Money makes money
Is Compound Interest The Secret To Making Money?
Money makes money or so the saying goes. It’s a term that gets bandied about and with a good amount of truth, but don’t think for a second that you need a load of money to begin with. I want to make the case of compound interest, the true hero in allowing you to start with a little and end up with quite a lot more. But before getting into compounding let’s get really clear on what simple interest is first.
Interest is the charge you pay for borrowing money or what you get paid in return for lending it (to a bank/business etc.) So view interest as the rent on money, you pay a rent for using someone else’s when you don’t have enough, and vice versa. Apologies if you knew all that but let’s begin at the beginning.
Say you invest £100 and manage to make a 5% return from interest after a year (and that’s by no means a certainty). Fine, simple, couldn’t be clearer but is a £5 gain really worth risking £100 over? Probably not. But let’s take a longer term view, we’re young and we’ve got time on our side after all.
As you earn interest your overall sum grows (in this case increasing to £105 after a year). With more to your name the amount of interest you can hope to earn in year 2 has now increased.
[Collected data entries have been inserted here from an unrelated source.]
Issue #3085, opened 2024-02-06
[Flatpak] In some cases, files are stored as `.xdp-myfile.gaphor-<random string> `


ebousse:
### Describe the bug

When running Gaphor using Flatpak, creating a new file called `myfile.gaphor` with Gaphor may yield a file named `.xdp-myfile.gaphor-<random string> ` on the filesystem. 

Strangely, in my case, this only happens when I create a new project and save it, and this does not happen when I do _Save as_.

A workaround is to use a tool such as [Flatseal](https://flathub.org/apps/com.github.tchx84.Flatseal) and to give Gaphor new filesystem permissions, such as access to the home folder.

### To Reproduce

1. Start Gaphor with Flatpak.
2. Create a new empty project.
3. Save it with _Ctrl+S_ as `myfile.gaphor`

The file ends up saved as `.xdp-myfile.gaphor-<random string> ` on the filesystem.

### Expected behavior

The file should keep its original name.

### OS

Linux (Fedora 39 GNOME)

### Version

Version of Gaphor: 2.23.2
Version of Flatpak: 1.15.6

### Additional information

This seems to be a consequence of the [documents portal API of Flatpak](https://docs.flatpak.org/en/latest/portal-api-reference.html#gdbus-org.freedesktop.portal.Documents), which (I think?) makes it possible for Flatpak app to access the filesystem quite safely without any permissions.

But I do not understand why this is erratic (at least in my case), nor how the whole thing works.

Maybe Gaphor should consider asking for actual permission to use the filesystem, instead of using thie API? But this would reduce sandboxing, which would be a shame…

ebousse:
Good to know it's not just me :). 

Just to understand, is this a bug or the expected behavior of this portal?

PR #3089, opened 2024-02-07
Fix file saving for FreeDesktop Portals

amolenaar:
### PR Type

- [x] Bug fix
- [ ] Feature

Files are not properly saved from Flatpaks if you do not define the `.gaphor` extension to the file.

Issue Number: #3085

### What is the new behavior?

Instead of adding an extension (which does not sync via XDP portals), provide a default name with extension.

This allows users to easily change the file name, with the extension already visible in the file entry field.

Do no longer "magically" add an extension.

- [ ] Yes
- [x] No


danyeaw (approved):
This looks great, thanks @amolenaar!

So imagine that £105 returns 5% again, leaving you with £110.25 by the end of year 2.
I want to point out the 25p. This is 25p of compound interest, literally the interest (a 5% return) on the interest (£5) that you earned in year 1. Granted it’s nothing to get excited about but your money is now making money for you and that’s important. Now you’re probably ready to give up if all of 25p is up for grabs, but it’s actually a whole lot more.
When interest gets interesting
Let’s imagine you take that £100 pounds and put it in an ISA (more on ISAs in future) and you also commit to adding another £50 each month on top. That’s like five overpriced gin and tonics, a noticeable amount but also doable on most incomes. Now let’s roll this out over 20 years, assuming 5% returns each year as an average (this is a ballpark, there are no guarantees and in reality you’ll make more on some years than others and occasionally lose money too).
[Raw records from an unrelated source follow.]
PR #3113, opened 2024-02-17
Add virus scan with VirusTotal to CI

danyeaw:
Since we have been having a lot of problems with false positives with virus scanners, this PR adds a scan with Virus Total each time we build the Windows installer. If it is a release, it adds links to the scan results. 

### PR Checklist

### PR Type

- [ ] Bug fix
- [ ] Feature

At the end of year 1 you have hopefully made £21 — give or take — , either way that’s pretty underwhelming, much point in carrying on? Yes, there is. Importantly you’ve set something in motion, granted it’s slow but it’s moving in the right direction; notice the interest made in year 2 (£52) is more than double that of the first year.
Roll it forward to year 15 and you’re now making more from interest (£630) than the total of those monthly contributions being set aside (£600). To put that another way your money is really starting to work for you now. By the end of year 20 you will have built up almost £21k overall. £12k of that is your hard earned cash that you have added to your investments over time, while over 8.5k is coming from interest alone.
Now hopefully that’s more interesting (excuse the pun) than the 25p I was going on about to begin with. From a starting point of next to nothing and a reasonable monthly direct debit it’s surprising what can be achieved. Take a look at this compound interest calculator if you want to tailor the numbers for yourself.
If you only remember 3 things, remember these:
- Pay yourself first
Paying yourself first means committing to that monthly contribution and sticking to it. There are some things you absolutely have to pay each month (rent, student loan repayments), but you need to add your name to that list and make your savings contribution a strict habit. After that you can make guilt free choices and spend the rest however you choose, so go soak up that gin if you want.
- Plant the tree
Sorry to be a proverb preacher but this is a good one:
“The best time to plant a tree was 20 years ago. The second best time is now.”
The longer you allow your money to work for you, the harder it works. Progress can be painfully slow to begin with but those small contributions make a really meaningful difference over a reasonable period of time, so once the ball has started rolling it often tends to get quicker.
- The benefit of youth
Not only is it good to have time on your side, the tax man is on your side too. Assuming you earn a small income you won’t pay much tax on it. Putting some of that cash into something like an ISA (a tax free savings account) means that as your wealth builds, slowly but surely, you’ve payed hardly any tax on what ends up being a good amount of money. So consider that a unique privilege of your low paying salary.
If you’re not keen on numbers — honestly neither am I — don’t worry. Just know that the best time to get a handle on your money is now. I’m going to follow up with some more practical ways to do that in future, but that’s definitely enough theory for now.